Начинается очередной медленный танец, мы танцуем с Верой Лощининой, и обнимая ее, я чувствую себя так, будто ворую у всех на виду.
Зажигается верхний свет, мальчики опять составляют столы, девочки с разгоряченными лицами начинают накрывать к чаю. Вася и Андрей изображают из себя пьяных. Появляются Алеша Ласкер и Маша. Алеша счастливо улыбается и держит Машу за руку. Маша смотрит приветливо и спокойно. Все взоры обращены к ним. Олег даже поднимается с дивана и уступает им место. Они чинно усаживаются и сидят молча. Пара смущенно излучает свет и гармонию. Наташа Зосимова в пышном голубом платье похожа на фею-крестную.
Она наливает в чайную чашку шампанского и говорит:
– Предлагаю выпить за любовь!
– Отличный тост!
– За любовь!
– За всех влюбленных!
Маша немного опускает голову.
– Гип-гип-уга! – раздался бодрый голос Лены Кохановской, вернувшейся с кухни.
«Пойду-ка я отсюда», – думаю я и иду одеваться в коридор. И хотя Лена не сказала ничего ужасного, ее возглас мне кажется верхом пошлости.
Стараясь не привлекать внимания, я одеваюсь, открываю дверь, кричу: «Всем спасибо! Пока! С днем рожденья!» – и, не дожидаясь ответа, быстро спускаюсь по лестнице.

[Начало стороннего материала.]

PR #1880, opened 2024-07-15
Update mail_debug command to use aiosmtpd

ulgens:
This PR copies the commit from https://github.com/django-extensions/django-extensions/pull/1841 and adds an "Is aiosmptd installed?" check, similar to the recommendation on https://github.com/django-extensions/django-extensions/pull/1841#issuecomment-1928494777 .

I'm open to recommendations about the wording of the error message and potential tests.


trbs:
Thanks !

PR #1860, opened 2024-02-06
Fixes #1652

wadewilliams:
Ran into this issue myself, figured I would PR it instead of adding a comment. 

Thanks to @danaspiegel for opening the issue

PR #1883, opened 2024-08-26
Update sqldiff.py to support geospatial databases

julopezc-acciona:
The code later tries to access geo_col.name and geo_col.type_code, so we add those attributes.
I think it's trying to access geo properties for tables that do not have them, as the database has some geo tables


julopezc-acciona:
Closed in favor of https://github.com/django-extensions/django-extensions/pull/1860 which seems a better solution

Issue #1836, opened 2023-09-09
runjob or runjobs will fail on an App if there happens to be a file named "jobs.py" in the root dir of that app


jiansongyang:
When performing command `python3 manage.py runjob -l` or `python3 manage.py runjobs -l` on an App where a file named `jobs.py` is in the root direcotory of that app (example could be django-rq):
```
Traceback (most recent call last):
  File "manage.py", line 16, in <module>
    execute_from_command_line(sys.argv)
  File "/usr/local/lib/python3.6/site-packages/django/core/management/__init__.py", line 419, in execute_from_command_line
    utility.execute()
  File "/usr/local/lib/python3.6/site-packages/django/core/management/__init__.py", line 413, in execute
    self.fetch_command(subcommand).run_from_argv(self.argv)
  File "/usr/local/lib/python3.6/site-packages/django/core/management/base.py", line 354, in run_from_argv
    self.execute(*args, **cmd_options)
  File "/usr/local/lib/python3.6/site-packages/django/core/management/base.py", line 398, in execute
    output = self.handle(*args, **options)
  File "/usr/local/lib/python3.6/site-packages/django_extensions/management/utils.py", line 62, in inner
    ret = func(self, *args, **kwargs)
  File "/usr/local/lib/python3.6/site-packages/django_extensions/management/commands/runjob.py", line 56, in handle
    print_jobs(only_scheduled=False, show_when=True, show_appname=True)
  File "/usr/local/lib/python3.6/site-packages/django_extensions/management/jobs.py", line 151, in print_jobs
    jobmap = get_jobs(when, only_scheduled=only_scheduled)
  File "/usr/local/lib/python3.6/site-packages/django_extensions/management/jobs.py", line 120, in get_jobs
    path = find_job_module(app_name, subdir)
  File "/usr/local/lib/python3.6/site-packages/django_extensions/management/jobs.py", line 83, in find_job_module
    return module.__path__[0]
AttributeError: module 'django_rq.jobs' has no attribute '__path__'
```
The error roots from management/jobs.py when walking through all apps to find out their jobs:
```
def find_job_module(app_name: str, when: Optional[str] = None) -> str:
    """Find the directory path to a job module."""
    parts = app_name.split('.')
    parts.append('jobs')
    if when:
        parts.append(when)
    module_name = ".".join(parts)
    module = importlib.import_module(module_name)
    return module.__path__[0]

```
[...]

PR #1887, opened 2024-09-16
Handle non-package modules when looking for job definitions

ghickman:
This fixes an error with runjobs when a jobs.py exists in the environment.  Modules have no `__path__` member defined unless it's a package, so we should be able to rely on that here.

Fix: #1836


trbs:
Thanks !

PR #1890, opened 2024-11-04
Updates output text to include SVG format

bsdtux:
While looking through the cli help for graph_models it was not clear if I could use SVG for the output of a file. This PR will hopefully help anyone that is wondering if they can use SVG as an output instead of just PNG or JPG


bsdtux:
Looks like Ruff reformatted the whole file as well. Going to revert and try again

PR #1898, opened 2024-12-06
Improve error message for missing shell_plus import

stianjensen:
Today, if you misspell something in SHELL_PLUS_IMPORTS, you just get a line printed when opening the shell, with a list of names in scope from the module you have an incorrect import from. This can be a bit confusing to debug.

This commit adds some more context to this print, both to explain what's happening, and tell you which module import is at fault.


trbs:
Thanks !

О едкая радость одиночества, родная моя дорога, бегущая вдаль ото всех на свете! Уходить – вот удача запутавшегося человека. Чем дальше я ухожу от девятиэтажки, где веселятся без меня мои одноклассники, тем полнее дышит моя душа, тем печальней моя свобода.
Все, хватит, с любовью пора заканчивать: быть уязвимым мне противопоказано. Зависеть от другого – невыносимая глупость! Хороший ветер на пустых улицах, ветер с востока, из безлюдных далей нескончаемой зимы. Ночь нахлобучена на город черной шапкой.
– Что-то ты рано, – говорит мама, открывая дверь. – С кем поссорился?
– Ни с кем я не ссорился.
– Вижу по глазам.
– Ну раз видишь, не о чем и говорить.
Закрываюсь в своей комнате и долго сижу над восьмушкой листа, пытаясь нарисовать свое последнее желание: по ступенькам лестницы, скрывающейся в небе, поднимается бородатый отщепенец и машет кому-то на прощание рукой.
21
Оставалось ждать, когда любовь прекратится. Каждое утро я просыпался и прислушивался к себе. Иногда спросонок несколько минут казалось, что отпустило, и теперь не имеет никакого значения, есть на свете Кохановская или ее не существует.
Но стоило сну истончиться и раствориться в подступающей бодрости, и все снова оказывалось на прежних местах. Собираясь в школу, я собирался к ней, сидя за партой, я старался не посмотреть на нее, а значит щекой, спиной, слухом напряженно следил, где она сейчас находится. Не заговаривать, не проходить близко, не прикасаться к тому, к чему прикасалась она – вот как необходима она была для меня теперь. Она была пароль от огромного мира, в котором я жил, пока был свободен. Этот пароль я запретил себе произносить, а потому и мир был для меня закрыт.